> [Action item] In the data beneath this task, how many lines contain "hlir"? Answer with the number only.

> [Source records]
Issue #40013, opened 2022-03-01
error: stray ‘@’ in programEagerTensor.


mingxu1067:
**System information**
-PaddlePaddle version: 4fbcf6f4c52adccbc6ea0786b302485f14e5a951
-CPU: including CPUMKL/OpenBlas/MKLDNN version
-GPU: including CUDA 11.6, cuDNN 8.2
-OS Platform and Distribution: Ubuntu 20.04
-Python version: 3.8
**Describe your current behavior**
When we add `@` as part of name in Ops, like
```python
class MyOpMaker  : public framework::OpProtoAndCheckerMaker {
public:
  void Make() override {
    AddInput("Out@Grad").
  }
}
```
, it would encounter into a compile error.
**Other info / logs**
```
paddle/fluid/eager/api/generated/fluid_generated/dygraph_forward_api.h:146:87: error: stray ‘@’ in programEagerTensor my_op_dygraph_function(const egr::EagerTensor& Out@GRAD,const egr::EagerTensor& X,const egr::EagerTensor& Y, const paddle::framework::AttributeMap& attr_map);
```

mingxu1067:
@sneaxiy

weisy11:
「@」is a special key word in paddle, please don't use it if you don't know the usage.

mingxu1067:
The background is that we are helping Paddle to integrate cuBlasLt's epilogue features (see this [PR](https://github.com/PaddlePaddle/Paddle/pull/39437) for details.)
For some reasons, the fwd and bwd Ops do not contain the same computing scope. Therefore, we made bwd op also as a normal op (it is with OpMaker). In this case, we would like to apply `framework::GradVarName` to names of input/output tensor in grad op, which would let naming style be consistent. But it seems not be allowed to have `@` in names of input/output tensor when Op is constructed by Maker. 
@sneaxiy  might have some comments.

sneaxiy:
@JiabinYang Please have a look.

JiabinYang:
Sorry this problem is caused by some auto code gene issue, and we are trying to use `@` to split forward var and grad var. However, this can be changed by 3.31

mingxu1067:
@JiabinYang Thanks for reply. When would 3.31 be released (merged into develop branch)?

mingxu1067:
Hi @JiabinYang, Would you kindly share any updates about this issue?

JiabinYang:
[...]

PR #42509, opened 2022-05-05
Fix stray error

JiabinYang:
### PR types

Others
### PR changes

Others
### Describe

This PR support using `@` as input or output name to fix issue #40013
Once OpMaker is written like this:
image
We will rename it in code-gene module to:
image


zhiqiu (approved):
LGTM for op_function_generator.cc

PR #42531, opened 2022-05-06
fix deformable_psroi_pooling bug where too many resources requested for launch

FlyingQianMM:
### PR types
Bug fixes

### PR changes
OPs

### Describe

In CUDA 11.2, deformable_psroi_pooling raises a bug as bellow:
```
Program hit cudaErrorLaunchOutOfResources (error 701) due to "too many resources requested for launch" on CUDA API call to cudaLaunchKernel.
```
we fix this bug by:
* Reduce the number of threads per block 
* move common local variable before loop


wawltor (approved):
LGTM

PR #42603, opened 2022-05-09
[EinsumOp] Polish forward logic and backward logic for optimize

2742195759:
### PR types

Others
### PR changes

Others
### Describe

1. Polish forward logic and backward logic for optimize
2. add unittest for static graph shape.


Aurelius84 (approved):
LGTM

---

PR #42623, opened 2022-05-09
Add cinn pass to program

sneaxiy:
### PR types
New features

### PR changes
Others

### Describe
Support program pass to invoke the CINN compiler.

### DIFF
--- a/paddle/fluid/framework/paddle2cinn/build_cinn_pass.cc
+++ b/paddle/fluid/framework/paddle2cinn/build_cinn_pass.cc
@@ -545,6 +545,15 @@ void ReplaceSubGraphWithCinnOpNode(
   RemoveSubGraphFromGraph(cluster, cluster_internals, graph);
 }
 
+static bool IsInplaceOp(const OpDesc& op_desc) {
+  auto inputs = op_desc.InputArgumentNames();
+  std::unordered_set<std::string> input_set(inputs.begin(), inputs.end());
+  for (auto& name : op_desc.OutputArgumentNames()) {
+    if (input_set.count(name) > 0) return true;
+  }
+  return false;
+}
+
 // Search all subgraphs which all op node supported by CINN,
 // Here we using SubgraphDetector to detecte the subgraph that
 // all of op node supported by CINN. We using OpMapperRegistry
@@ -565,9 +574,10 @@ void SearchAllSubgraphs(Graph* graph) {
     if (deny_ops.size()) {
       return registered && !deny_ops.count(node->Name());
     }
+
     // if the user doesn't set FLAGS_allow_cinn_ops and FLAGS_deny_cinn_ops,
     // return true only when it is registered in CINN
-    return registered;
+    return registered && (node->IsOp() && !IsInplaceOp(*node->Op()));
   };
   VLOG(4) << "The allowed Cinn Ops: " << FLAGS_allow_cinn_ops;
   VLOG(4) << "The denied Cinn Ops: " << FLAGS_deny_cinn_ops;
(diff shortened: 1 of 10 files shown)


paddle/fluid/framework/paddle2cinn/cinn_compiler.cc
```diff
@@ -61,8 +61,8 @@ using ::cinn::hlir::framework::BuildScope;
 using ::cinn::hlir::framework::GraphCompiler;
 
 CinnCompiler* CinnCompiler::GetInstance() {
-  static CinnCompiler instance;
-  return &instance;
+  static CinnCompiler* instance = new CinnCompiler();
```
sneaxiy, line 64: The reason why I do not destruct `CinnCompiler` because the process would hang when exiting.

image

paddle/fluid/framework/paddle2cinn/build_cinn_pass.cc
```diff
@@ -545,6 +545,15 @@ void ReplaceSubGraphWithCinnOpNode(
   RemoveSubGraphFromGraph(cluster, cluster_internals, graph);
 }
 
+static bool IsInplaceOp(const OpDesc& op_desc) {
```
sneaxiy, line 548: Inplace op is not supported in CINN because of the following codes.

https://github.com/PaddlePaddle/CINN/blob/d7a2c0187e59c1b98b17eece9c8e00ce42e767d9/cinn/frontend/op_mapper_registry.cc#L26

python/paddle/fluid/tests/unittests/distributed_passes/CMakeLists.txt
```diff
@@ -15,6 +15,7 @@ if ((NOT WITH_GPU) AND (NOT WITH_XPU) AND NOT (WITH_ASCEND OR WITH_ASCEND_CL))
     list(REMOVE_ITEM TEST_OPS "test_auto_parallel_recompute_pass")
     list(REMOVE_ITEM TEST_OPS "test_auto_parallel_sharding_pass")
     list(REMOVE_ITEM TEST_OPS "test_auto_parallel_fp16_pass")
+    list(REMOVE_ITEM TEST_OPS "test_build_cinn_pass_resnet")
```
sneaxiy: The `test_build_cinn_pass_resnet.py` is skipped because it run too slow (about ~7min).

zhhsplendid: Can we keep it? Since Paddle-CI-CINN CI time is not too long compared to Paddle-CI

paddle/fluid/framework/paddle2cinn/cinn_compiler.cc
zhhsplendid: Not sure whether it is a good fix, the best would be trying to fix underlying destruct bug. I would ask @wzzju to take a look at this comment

* * *

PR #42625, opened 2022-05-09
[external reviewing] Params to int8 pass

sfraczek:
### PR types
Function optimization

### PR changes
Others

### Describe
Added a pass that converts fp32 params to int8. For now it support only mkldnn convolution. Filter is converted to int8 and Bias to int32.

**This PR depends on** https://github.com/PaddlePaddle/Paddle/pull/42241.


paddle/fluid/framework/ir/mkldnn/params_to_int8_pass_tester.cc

> [Response to the exercise] 2